In the meantime my milk has come in and my uterus continues to contract beautifully.  Good, painful things.

So it goes as we enter a fuzzy, transitional phase.  There are so many people who have so many adjustments to make before we'll start recognizing our new normal.  Despite the discomfort of change, I'm pretty wildly excited about the prospect of this new normal, and I fully expect to love it with my whole soul.

And my Grandpa informed me that the baby's web-alias ought to be "Wild Bill", but he's so far from wild right now that I'm inclined to call him "The Gentleman."   I guess we'll see in the coming days which pseudonym he earns.

13 comments:

aLi said...

What a beautiful post!!! So happy for you. What a handsome fellow, too. I did kangaroo method/style/whathaveyou when I had Amelia, though they just called it skin-to-skin, and it was awesome. She didn't cry when she first came out. Scary. So they took her away to check her, and gave her back saying she just needed lots of skin-to-skin contact. Interesting stuff. But I highly recommend it, it is wonderful. I wish you could have had some wonderful quiet time!!!! Oh you needed it!!!!

Lizzie said...

I also loved the skin-to-skin right after Abby was born. I really think it helped with everything.

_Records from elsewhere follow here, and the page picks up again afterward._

PR #8945, opened 2026-08-28
perf(runtime): strict element store — pointer-overwrite lane (ECS round 4)

proggeramlug:
One runtime mechanism from the ECS round-4 chain, cut from current main (`a1e44c5df`). Suites on the isolated perrymaster gate: array (414, serial) + runtime (2751). Paired measurement on the `codehz/ecs` "5k entities: 3 commands each + sync" row (idle Mac mini, alternating pairs) follows in a comment.

- **The strict element store gains a pointer-overwrite lane.** `js_array_set_f64_extend_strict`'s two exact fast lanes are number lanes, so a pointer value declines at their first test and `column[index] = record` — once per command on an ECS archetype's component column — paid the whole tower to reach a one-slot write: the registry-probing head resolver (`clean_arr_ptr_mut`, whose page-map classification through the hot-TLS chain was the store's hottest offset), a second flag resolution, the descriptor guard, the string add-ref probe, a handle scope, the prototype note and the extend path's own descriptor checks. `try_strict_dense_pointer_overwrite` admits with the plain-number lane's receiver discipline (the same decode, magnitude, alignment, plausibility and generation classification before the header is read) and the same integrity / descriptor / element-shape / raw-f64 rejections, plus what a pointer overwrite specifically needs — the head's layout is not pointer-free and the old slot already holds a pointer, so no layout claim changes — and then performs `store_array_slot_resolved`: the exact layout note and write barrier the general path performs. What is skipped is bookkeeping the proven shape cannot need, never a barrier; `Array.prototype` keeps the general path. `strict_dense_pointer_overwrite_lane_matches_the_general_path` pins the admitted shape through both the lane and the public entry, and the declines (number value, hole slot, number slot, extension, null / non-pointer receiver).

## Summary by CodeRabbit

* **Performance**
  * Improved performance for in-range array updates where one heap pointer replaces another.
  * Accelerated dynamic property access and deletion by using indexed key lookups instead of repeated scans.
  * Existing array safety and storage rules remain unchanged.

* **Tests**
  * Added coverage for pointer replacements across supported array representations.
  * Verified unsupported values, invalid indices, empty slots, and invalid receivers remain unchanged.


proggeramlug:
Gate on the isolated perrymaster clone for `3349e335c` (merge-base `588e017ed`): runtime suite 2751/2751, codegen lib 1333, native_proof_regressions 280, transform lib 119 — all green; lint gates and merge-base ratchets flat (576/967). Paired measurement on the mini follows.

proggeramlug:
Merged.

**One fix pushed:** `array/strict_store_tests.rs` had a redundant `unsafe` block that `-D unused-unsafe` rejects, so the `warnings` job was red on this branch.

**Validation** — runtime 2772/0 (`RUST_TEST_THREADS=1`); under `PERRY_GC_FORCE_EVACUATE=1 PERRY_GC_VERIFY_EVACUATION=1` the failing count is 16, matching the pre-existing set on main (mostly `promote_in_place` tests, which assert in-place promotion that forced evacuation contradicts by construction); `scripts/run_lint_gates.sh` 57 of 58 with the compile tier green after the fix — the exception is the pre-existing `\${{ }}` substitution artifact (#8929).

proggeramlug:
Paired measurement (idle Mac mini, 9 alternating pairs, `codehz/ecs` "5k entities: 3 commands each + sync"): control = main before this merge (`ae21f190b`), candidate = main with it (`6d10e8a1d`): **3.260 → 3.248 ms/op, +0.33%, 9/9** (`r4l-screen.json`, process oracles 18/18). Smaller than the strict store's self time suggested — most of that was the header-line miss, which the lane still has to take — but unanimous.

Okay, this is weird. Did the red head resident's hair curly? He was a resident that helped deliver with Dr. Tilly... actually he did the delivery under Tilly's supervision. That would be funny if he was there for yours too.

I love all of the pictures and memories from this special moment. Hope you get rest and recover quickly from all that yucky painful stuff.

Lizzie said...

PS - that first picture has got to be THE cutest about-to-have-my-baby pictures. Ever.

Anonymous said...

Yay! I love your story. Birth stories make me happy.

Looking at the picture, it's a reminder that Bean and Jeff were the same age and Sir O and the Captain when I had Abby. Sweet memories. Four years has sure gone fast...

Love you all.

Em said...

@ Liz: yes, curly. I'm glad you had a recommendation for me. I would have been lost without it!

Ashley said...

Em this was so beautifully written and he is so SO cute. Wow. You make some darling little babies. The pictures are beautiful. Congratultations. Hope you feel better soon!

Jessy and Adam Baird said...

He is so cute! Congrats!!

hairyshoefairy said...

He is just the more beautiful little guy. The photos of him on your chest are my favorite, especially the one with his little eyes open and he's looking at you. I love birth stories!

pepper said...

Oh I love the story! And I'm hoping you stick with The Gentleman, it suits his name so well... and I must say I love the name (seeing how I share it with him!) and I think you pick the perfect spelling, I always believe in going with the most common spelling, so for that I say Bravo! I too love skin-to-skin had that with both my babies, I feel it's super important. Anyway again congratulations. I'm so happy for you and wishing for you a miraculous amount of sleep.

Miss Crys said...

That was a very wonderful story to read! I loved every word! I am thrilled for your beautiful family. I really like The Gentleman! Take care of yourself!

Katie May said...

Oh, I love it all! He is just so sweet. I'm glad everything went relatively well and you're on your way to your new normal.

Devon said...

Oh my! What an experience, and I loved hearing all about it! I think his name is perfect, and I hope you're doing well with all the nursing/sleeping!

Lauren and Tyson Fiala said...

Congratulations. He is beautiful. What a great story...thanks for sharing. So glad he is here safe and healthyl.